I think I qualify as a “liberal blogger,” and I wrote about the consent affair hours before Jan’s post. I was (and am) troubled by what now seems like a cavalier attitude toward the constitution and canons in the Office of the Presiding Bishop. There is no evidence that the Presiding Bishop shares this attitude, and she cannot be responsible for what seems to have become a certain sloppiness in that office that predates her tenure. (Canon Gerdau is quoted in The Living Church as saying, of the non-canonical testimonial, “no one has ever objected to it before” and “[w]e don’t think this is a defect.”

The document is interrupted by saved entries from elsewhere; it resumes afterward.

PR #2429, opened 2018-06-26
[react-intl] proper flowtypes for injectIntl using React.ElementConfig

bobrovnik:
Main reason for this PR is that current implementation of injectIntl completely ignores flowtype of wrapped component.

Starting from flowtype@.0.63.0 we have React.ElementConfig<...> method for writing proper types for Higher Order Components (HOCs) https://flow.org/en/docs/react/types/#toc-react-elementconfig. 

Note: this PR introduces no changes to existing code, but changes the way how injectIntl works for flowtype => 0.63 version


definitions/npm/react-intl_v2.x.x/flow_v0.63.x-/react-intl_v2.x.x.js
```diff
@@ -0,0 +1,259 @@
+/**
+ * Original implementation of this file by @marudor at https://github.com/marudor/flowInterfaces
+ * Copied here based on intention to merge with flow-typed expressed here:
+ * https://github.com/marudor/flowInterfaces/issues/6
+ */
+// Mostly from https://github.com/yahoo/react-intl/wiki/API#react-intl-api
+
+import type { Element, ChildrenArray } from "react";
```
pascalduez: Should be moved inside the module declaration, otherwise those will resolve to `any`.

definitions/npm/react-intl_v2.x.x/flow_v0.63.x-/react-intl_v2.x.x.js
```diff
@@ -0,0 +1,259 @@
...
+
+type $npm$ReactIntl$LocaleData = {
```
AndrewSouthpaw: These should all be wrapped inside the module generally.

bobrovnik: Done. 
I think this part I just copy pasted from prev implementation.

definitions/npm/react-intl_v2.x.x/flow_v0.63.x-/react-intl_v2.x.x.js
bobrovnik: Moved it inside the module declaration. Thanks for the hint

definitions/npm/react-intl_v2.x.x/flow_v0.63.x-/react-intl_v2.x.x.js
AndrewSouthpaw: Makes sense, I appreciate you taking the extra time to improve the libdef!

PR #2431, opened 2018-06-26
mongoose 5.x.x libdef

nodkz:


definitions/npm/mongoose_v5.x.x/test_mongoose-v5.js
```diff
@@ -0,0 +1,136 @@
+// @flow
```
AndrewSouthpaw: Test should be in the same directory under the flow version.

nodkz: Done. 
Also, moved tests in mongoose@4

PR #2442, opened 2018-06-27
remove type for DayOfWeek.valueOf() to prevent error

mmcgahan:
Flow does not allow classes that inherit from `Object` to implement `static valueOf(arg)`. Unfortunately, that's what `js-joda` does. It might not be safe, but that's the way it is. Consumers will have to add `$FlowFixMe` around any usage of `valueOf()` in their code for the time being.


AndrewSouthpaw:
Can you describe what's going wrong currently that motivated the PR? I don't usually see `$ExpectError` inside a libdef so not sure what it's doing for consumers.

PR #2443, opened 2018-06-28
[react-redux] Support static properties hoisting in connect

### LINKED ISSUE #830: react-redux: connect(...) doesn't retain statics' types
As of react-redux@3.1.0, redux hoists non-react statics to the wrapper class. 

Is there some way to maintain the API of the wrapped class through the connect() call in addition to exporting a React.Component with similar Props?

maximeg:
react-redux connect does hoist not react statics as per https://github.com/reduxjs/react-redux/blob/master/src/components/connectAdvanced.js#L288

So I added support for that in typing as I needed it.

After digging, this fixes #830.

Cheers.

### DIFF
--- a/definitions/npm/react-redux_v5.x.x/flow_v0.63.0-/react-redux_v5.x.x.js
+++ b/definitions/npm/react-redux_v5.x.x/flow_v0.63.0-/react-redux_v5.x.x.js
@@ -27,6 +27,7 @@ declare module "react-redux" {
   RMP = Returned merge props
   CP = Props for returned component
   Com = React Component
+  ST = Static properties of Com
   */
 
   declare type MapStateToProps<S: Object, SP: Object, RSP: Object> = (state: S, props: SP) => RSP;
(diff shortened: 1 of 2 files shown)


villesau:
Nice, this is great @maximeg !

SBoudrias:
Awesome! Thanks a lot @maximeg

cloudyster:
This change broke some of our type checks, here are some snippet's (sorry, cant' give more details at the moment):
```
     src/components/app/ProtectedRoute.jsx
     32│         return (
     33│           <div>
     34│             <NavBar />
 [1] 35│             <OrganisationSelect org={org} />
     36│             {element}
     37│           </div>
     38│         );

 [2] 86│     CP: $Diff<$Diff<ElementConfig<Com>, RSP>, RDP>,

```
and 
```
Cannot create SomeInputs element because:
 • Either property formValueNumber is missing in props [1] but exists in props [2].
 • Or property searchSomeMode is missing in props [2] but exists in props [1].
 • Or ST [3] is not a React component.

     src/components/admin/SomeAdmin.jsx
     156│                     {messageRestrictedForSupport}
     157│                   </div>
     158│                 </div>
 [2] 159│                 <SomeInputs formValueNumber={''} formValueComment={''} />
     160│                 <div className="row">
     161│                   <div className="col-12">
     162│                     <hr />

 [3]  64│     ST: {[_: $Keys<Com>]: any}

     src/components/admin/SomeSearchFormModal.jsx
 [1]  44│                 <SomeInputs searchSomeMode={true} />

```

Benjamin-Dobell:
This commit seems to have broken chaining with other libraries/libdefs that expect a `ComponentType` e.g.

```
  declare module.exports: <WrappedComponent: React$ComponentType<*>>(
  ) => (
    Component: WrappedComponent
  ) => React$ComponentType<$Diff<React$ElementConfig<WrappedComponent>, {somePropToOmit: number}>>;
```

When you proceed to render you get the dreaded:

```
Cannot create SomeComponent element because props [1] is incompatible with empty [2].
```

If I roil this back, everything works as expected. I suspect this is what @cloudyster ran into also.

Benjamin-Dobell:
Pretty sure this is actually the root cause of what was "fixed" in https://github.com/flow-typed/flow-typed/pull/2629

By the way, @villesau, I'm pretty sure that's only passing now because you've replaced actual type references (e.g. `React$ComponentType`) with `any` i.e. `import {ComponentType} from "react";`

The latter of which being a result of the ongoing dependency saga (#16 and co).

villesau:
@Benjamin-Dobell React has builtin libdefs in Flow which makes it fine to import within module declaration.

Benjamin-Dobell:
I'm aware React has in-built defs within Flow, but to use them shouldn't they be accessed as `React$ComponentType` etc. without any explicit imports?

Benjamin-Dobell:
@villesau Whoops, you're quite right! I really ought to have tested that at least once before saying something. As you've rightly pointed out, I should probably go update my libdefs!

Also, after writing my own definitions (PR submitted) for __material-ui__'s higher order components, specifically `withStyles`, I'm no longer running into issues with this commit. Previously I had to roll back this commit (or use explicit types through-out my HOC chain) in order to make things work. So ah, yeah... sorry for bothering you!

villesau:
@Benjamin-Dobell no problem! This conversation actually led me to learn something too! :) I've been wondering how to define react classes without `React$Component` by importing component type `import type { Component } from 'react'`. And here is my finding: `declare export var MyComponent: Class<Component<{someProp: number}>>` <- no need to extend!

PR #2446, opened 2018-06-28
Fix and add test case for named imports from winston

KevinGrandon:
Without this error, the following error occurs:

> [flow] Cannot import `createLogger` because there is no `createLogger` export in `winston`. Did you mean `import createLogger from "..."`?


GAntoine:
You'll need to fix this specs before we can merge this in.

KevinGrandon:
I'm not really clear at this point how to fix the tests, sorry =( If anyone can provide some guidance, I'm happy to pick this back up. I do think it's still an issue, but will close for now until I have more time to look into tests.

PR #2450, opened 2018-06-29
[ramda] add types for chain function

honzabrecka:
https://ramdajs.com/docs/#chain


GAntoine:
Could you add a test to cover this addition?

honzabrecka:
Tests added.

PR #1297, opened 2026-07-06
Feat/geojson export flattening

### LINKED ISSUE #1283: GeoJSON flatten exported properties
## Description

https://app.notion.com/p/digidem/GeoJson-export-improvements-3731b08162d5800dad8ef5d17cc34b3b

## Tasks

- [x] Refactor GeoJSON exports into own class
- [x] Remove schema specific properties and prefix remaining ones
- [x] raw doc in a new field in the GeoJSON object
- [x] Flatten tags into their own fields in properties
- [x] Flatten attachment array into individual fields, have full names of file attachments for easier referencing
- [ ] Add category name deref'd from presetRef
- [ ] Add creator name deref'd from device id

RangerMauve:
Closes #1283

### DIFF
--- a/src/data-exporter.js
+++ b/src/data-exporter.js
@@ -12,7 +12,10 @@ import { Logger } from './logger.js'
 import ensureError from 'ensure-error'
 
 /** @import { Observation, Track } from '@comapeo/schema' */
-/** @import { Attachment, BlobId, ObservationDataType, TrackDataType } from './types.js' */
+/** @import { Attachment, BlobId, DeviceInfoDataType, ObservationDataType, PresetDataType, TrackDataType } from './types.js' */
+/** @import {Feature, Point, LineString} from 'geojson'*/
+
+/** @import {DerivedDocFields} from './datatype/index.js' */
 
 /** @typedef {Map<string, Attachment>} SeenAttachments */
 
@@ -34,6 +37,8 @@ import ensureError from 'ensure-error'
  * @typedef {object} DataExporterDependencies
  * @prop {ObservationDataType} observations DataType for observations
  * @prop {TrackDataType} tracks DataType for tracks
+ * @prop {PresetDataType} presets DataType for presets (categories)
+ * @prop {DeviceInfoDataType} deviceInfo DataType for device info (author names)
  * @prop {() => Promise<string | undefined>} getProjectName Async function to get the project name
  * @prop {import('./blob-store/index.js').BlobStore} blobStore BlobStore instance for attachment access
  * @prop {Logger} logger Logger instance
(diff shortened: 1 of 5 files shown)


test-e2e/project-export.js
```diff
@@ -214,6 +214,17 @@ test('Project export tracks and observations to zip stream', async (t) => {
       'Exported GeoJSON has expected number of features'
     )
 
+    /** @type {{ $comapeo: any, properties: Record<string, any> }[]} */
+    const features = parsed.features
+    // TODO: remove $comapeo filter once tracks go through makeObservationFeature
+    const observationFeatures = features.filter((f) => f.$comapeo !== undefined)
```
gmaclennan: Not sure what this is doing? I think both tracks and observations have this property now? Note the filter below on tracks passes even though tracks are included because attachment_1 is undefined for tracks. Test as it stands doesn't really test that much

src/data-exporter.js
```diff
@@ -0,0 +1,561 @@
...
+    const dd = `${date.getDate()}`.padStart(2, '0')
+    return `CoMapeo_${name}_${type}_${yyyy}_${mm}_${dd}`
+  }
+
+  /**
+   * @param {boolean} observations
+   * @param {boolean} tracks
+   * @returns {Promise<string>}
+   */
+  async #geoJSONFileName(observations, tracks) {
```
gmaclennan: Nit: could be combined with zipfilename below - identical logic apart from the extension.

src/data-exporter.js
```diff
@@ -0,0 +1,561 @@
...
+ * @typedef {object} DataExporterDependencies
+ * @prop {ObservationDataType} observations DataType for observations
+ * @prop {TrackDataType} tracks DataType for tracks
+ * @prop {() => Promise<string | undefined>} getProjectName Async function to get the project name
+ * @prop {import('./blob-store/index.js').BlobStore} blobStore BlobStore instance for attachment access
+ * @prop {Logger} logger Logger instance
+ */
+
+/**
+ * @typedef {object} FeatureKnownFields
```
gmaclennan, line 48: Include $updatedAt and $observations?

gmaclennan (approved):
Overall looks great and good to merge, just some minor points in the comments. 

One small thing to do at some point is handle collisions: eg if a tag is named `$id`, or any other name that clashes with our `$`-prefixed properties. We should probably prohibit `$`-prefixing for tags in comapeocat, but we should still handle it gracefully. Also: should the attachment properties be `$`-prefixed do you think? Happy to go with your decision on that.

test-e2e/project-export.js
RangerMauve: Leftover from when I just had observations with the field

PR #1310, opened 2026-08-16
feat: accept a pre-derived master key in MapeoManager

gmaclennan:
`MapeoManager` uses its `rootKey` option only to construct `new KeyManager(rootKey)`, which derives a 32-byte master key via Argon2id (64 MiB memlimit) on every boot. This adds an optional `masterKey` option passed straight through to `KeyManager` (digidem/comapeo-crypto#37), letting callers that cache the derived key skip the derivation. One line of behaviour change plus a JSDoc param.

Since crypto renamed itself upstream, this also moves the dependency from the exact-pinned `@mapeo/crypto@1.0.0-alpha.10` to `@comapeo/crypto@2.0.0` (exact pin kept — this is the one dep where derivation drift means identity loss) and renames the import across all 19 source/test files.

Tests: the same rootKey yields the same deviceId with and without `masterKey` supplied (pinning identity across the alpha.10 → 2.0.0 jump), and a deliberately wrong 32-byte master key yields a different deviceId — verified by mutation that dropping the pass-through makes this second assertion fail, so the option is provably load-bearing.

Merge sequencing: blocked on a `@comapeo/crypto@2.0.0` release — the lockfile still pins the old package (2.0.0 is unpublished, so it cannot be regenerated yet) and needs one `npm install` after the release. Part of the master-key caching plan in [comapeo-core-react-native docs/master-key-cache-plan.md](https://github.com/digidem/comapeo-core-react-native/blob/claude/key-manager-master-key-cache-9k40es/docs/master-key-cache-plan.md) (§2.4).


RangerMauve (approved):
What do you think of having our createManager(s) test utils pick from a hardcoded set of master keys for e2e tests? I think we could get huge savings on runtime if the key derivation is turning out to be so expensive.

gmaclennan:
> What do you think of having our createManager(s) test utils pick from a hardcoded set of master keys for e2e tests? I think we could get huge savings on runtime if the key derivation is turning out to be so expensive.

yes that would be fine I think. We could, if we are bad developers, just pass any random key in as the master key, and a non-matching rootKey. The only thing that uses the root key is the identity key, so it wouldn't fail anything, but that would make us bad devs...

In light of the revelation that South Carolina did, apparently, use the proper form, I am preparing another post, but I stand by my recommendations as to what the Presiding Bishop should do. Basically, that advice amounts to “repent and sin no more.”

Scott Gunn said...


You're right, and I'm glad you posted about this. I think this one is getting airplay from you, me, and the Usual Suspects (that term is used affectionately here!) from the right.

I like your solution. Let's admit there was a problem, and let's make sure it doesn't happen again. I can't fathom why this isn't getting fixed.

Anyway, I thanks for your posting on this.


Ann said...

There is a huge difference between getting enough legal signatures for consent and defective wording in the message. We in Wyoming did not get anything from South Carolina and had to make up our own response. There seemed to be a lot of sloppiness in their process of gaining consents - the PBs office did grant them extra time and they still did not get enough properly signed consents. However, I do notice that all dioceses since the SC debacle have promptly sent out the forms with return envelopes.